Post autor: izzikin »

Hej, no więc z przyjaciółką mieszkamy w Częstochowie . Często przechodzimy obok "domu" który znajduje się na ul. Dębowej 4. Od dawna już miałyśmy ochotę tam wejść, ale nigdy nie miałyśmy odwagi, więc jak było nas więcej to postanowiliśmy tam zajrzeć. Pomieszczenie ma 1 piętro ( parter, 1 ) . Okna są wybite. Otworzyłyśmy tylko drzwi i weszłyśmy na korytarz, ale nie chciałyśmy iść dalej z powodu nie przyjemnego zapachu. W noc po zwiedzeniu tego domu, jednej z nas śniła się mała dziewczynka, która była w tym domu. Chciała się bawić. Na następny dzień postanowiłyśmy przejść obok tego domu i się mu przyjrzeć. Zauważyłyśmy, że za tym domem stoi jeszcze jedno o wiele mniejsze pomieszczenie. Zobaczyłyśmy kobietę, która właśnie tam wchodziła i krzyczała, a krzyki przypominały rozmowę z kimś. Słyszałyśmy, też różne inne odgłosy np, jęki, piski (jakby małego dziecka). Kobieta nas zauważyła i nas obserwowała, chyba nawet nas śledziła, co chwilę spotykałyśmy ją w miejscu, w którym się znajdowałyśmy. Od tamtej pory codziennie widzimy tą kobietę i sytuacja się powtarza. Tak jak już napisałyśmy, przy domu stoi drugi mniejszy, i jak postanowiłam tam podejść wszystko mnie niepokoiło, ciągle miałam wrażenie, że ktoś mnie obserwuję i się gdzieś chowa. Nagle z domku wyleciał czarny kot, który do mnie podszedł. Ze strachu odeszłam szybko do tyłu, kot stał w miejscu i się na mnie patrzał, w pewnym momencie straciłam go z zasięgu oczu. Znowu przebiegł obok mnie, i pobiegł w stronę domku, czekał przy nim jakby chciał żebym za nim poszła. Nie miałam odwagi tam podejść bo byłam tylko z przyjaciółką, która się bała podejść nawet obok mnie, a co dopiero do tego domku. Więc wróciłyśmy niedawno do domu i to opisałyśmy. Nie mamy pojęcia co zrobić, co tam się mogło stać.
Ostatnio zmieniony wt lip 17, 2012 7:55 pm przez izzikin, łącznie zmieniany 1 raz.
Awatar użytkownika
ADAX
Weteran Infranin
Posty: 1147
Rejestracja: ndz sty 13, 2008 5:54 pm
Kontakt:

Re: Nawiedzenie: Częstochowa, ul. Dębowa 4.

Post autor: ADAX »

Kot, mała dziewczynka, opuszczony dom. hmm. Jak się boicie starych domów, w którym mieszkają teraz jak sądze menele, to macie racje, bo mogą wam coś zrobić. Zabawy w szukanie duchów to nie zabawy.

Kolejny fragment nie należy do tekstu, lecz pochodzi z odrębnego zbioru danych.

PR #1396, opened 2024-12-30
Add `PUT` and `DELETE` endpoints for UserFunderPermissions

slifty:
This PR adds two new endpoints that make it possible to create and delete UserFunderPermissions in the PDC.

It uses the same patterns that were established for UserChangemakerPermissions

Related to #1250

### DIFF
--- a/src/__tests__/userFunderPermissions.int.test.ts
+++ b/src/__tests__/userFunderPermissions.int.test.ts
@@ -4,6 +4,8 @@ import {
 	createOrUpdateFunder,
 	createOrUpdateUserFunderPermission,
 	loadSystemUser,
+	loadUserFunderPermission,
+	removeUserFunderPermission,
 } from '../database';
 import { expectTimestamp, loadTestUser } from '../test/utils';
 import {
@@ -11,6 +13,7 @@ import {
 	mockJwtWithAdminRole as authHeaderWithAdminRole,
 } from '../test/mockJwt';
 import { keycloakIdToString, Permission } from '../types';
+import { NotFoundError } from '../errors';
 
 describe('/users/funders/:funderShortcode/permissions/:permission', () => {
 	describe('PUT /', () => {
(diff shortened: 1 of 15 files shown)


slifty:
The swagger spec + changelog need to be updated before this can be merged.

src/openapi.json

Nie mamy pojęcia co zrobić, co tam się mogło stać.


Nie wiem co możecie robić, a czego nie, to wasza decyzja. Nie mam też pojęcia co tam mogło się stać. Najlepiej będzie jak skontaktujecie się z kimś kto się tym zajmuje, z okolic, lub ktoś z forum...
Ostatnio zmieniony wt lip 17, 2012 10:05 pm przez ADAX, łącznie zmieniany 1 raz.
ODPOWIEDZ

Wróć do „DUCHY”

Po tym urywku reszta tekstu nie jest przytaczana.